A pattern of lenient sentences
The Espinosa case fits a pattern that conservative critics have highlighted for years. When illegal immigrants commit serious crimes, the consequences imposed by the justice system too often fail to match the gravity of the offense. In one recent case, an illegal immigrant who confessed to raping a 14-year-old boy was promised just six months behind bars.
The question is not whether the legal system can reach these defendants. The FBI proved it could find Espinosa, eventually. The question is what happens after the system gets its hands on them.
A two-year sentence for reckless homicide, after a guilty plea, after 15 years of flight, sends a message. It tells victims' families that the clock works in the defendant's favor. It tells future offenders that running pays off. And it tells the public that the machinery of justice can grind for a decade and a half and still produce an outcome that looks, to ordinary eyes, like a slap on the wrist.
In Chicago, the same tensions have surfaced repeatedly. After an illegal immigrant was charged in the murder of Sheridan Gorman, Mayor Brandon Johnson refused to apologize for his city's sanctuary policies. The political class that builds these frameworks rarely faces the consequences that families like the Ratliffs endure.
The immigration dimension
Espinosa had been deported before the 2010 crash. He was in the country illegally when he got behind the wheel drunk, ran a traffic light, and ended Megan Ratliff's life. He was driving without a license, a detail that, under the plea deal, no longer carries any legal consequence.
Every layer of the system failed before the crash. Border enforcement failed to keep a deported individual out. State licensing requirements failed to keep an unlicensed driver off the road. And after the crash, the system failed again, Espinosa disappeared for 15 years before the FBI finally tracked him down in Oklahoma.
The Trump administration's Department of Justice has moved aggressively against states that obstruct federal immigration enforcement. The DOJ recently sued New Jersey over the governor's order shielding illegal immigrants from ICE on state property. Whether stronger federal-state cooperation might have prevented Espinosa's 15-year disappearance is an open question, but it is not an idle one.

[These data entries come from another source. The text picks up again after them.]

PR #248, opened 2024-08-05
feat(yggctl): add generate worker-data command

subpop:
The generate worker-data command creates files relevant to D-Bus and systemd in order for a worker to communicate with yggd. This is intended to make worker development easier; if a worker has a relatively standard startup and policy configuration, it can be configured to invoke this subcommand instead of keeping the files in its own source repository.

The files can either be installed directly by specifying the --install flag, or they can be written to a given output directory.

The --user, --program and --name flags must be included in the invocation. For example:

```
yggctl generate worker-data \
  --name echo \
  --program /usr/libexec/yggdrasil/echo \
  --user $(pkgconf yggdrasil --variable worker_user \
  --install
```

Card ID: CCT-680

### DIFF
--- a/cmd/yggctl/actions.go
+++ b/cmd/yggctl/actions.go
@@ -7,12 +7,14 @@ import (
 	"io"
 	"log"
 	"os"
+	"path/filepath"
 	"text/tabwriter"
 	"text/template"
 
 	"github.com/godbus/dbus/v5"
 	"github.com/google/uuid"
 	"github.com/redhatinsights/yggdrasil"
+	"github.com/redhatinsights/yggdrasil/internal/constants"
 	"github.com/redhatinsights/yggdrasil/ipc"
 	"github.com/urfave/cli/v2"
 )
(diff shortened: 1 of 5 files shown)


cmd/yggctl/main.go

Across the country, activists and families have pressed for accountability. In one case, a Chicago activist pleaded with President Trump to intervene after a Loyola student was allegedly killed by an illegal immigrant. The pattern is consistent: the harm falls on ordinary Americans, and the political response arrives late, if it arrives at all.
What justice looks like, and what it doesn't
Megan Ratliff was 16 years old. She was a passenger in a vehicle, doing nothing wrong, on a November night in Indianapolis. A previously deported illegal immigrant drove drunk through a red light and ended her life. He ran. He hid for 15 years. The FBI caught him. And an Indiana court gave him two years.
The state's case was complicated by the passage of time, that much is obvious. Witnesses fade. Evidence degrades. Plea deals become more attractive to prosecutors who worry about what a jury trial might yield after a decade and a half. But none of that changes what the Ratliff family experienced: the loss of a child, followed by 15 years of waiting, followed by a sentence that will expire before most people finish paying off a car loan.
The open questions are numerous. What was Espinosa's blood alcohol level that night? What were the specific conditions of the plea beyond the dropped charges? What happens to Espinosa after he serves his two years, does he face deportation again? The public record, as it stands, does not answer these questions.
What the record does show is a system that moved too slowly, negotiated too generously, and delivered too little for a family that lost everything that mattered on a road in Indianapolis 15 years ago.
When the price for taking a child's life and fleeing for 15 years is 24 months in prison, the system isn't delivering justice. It's processing paperwork.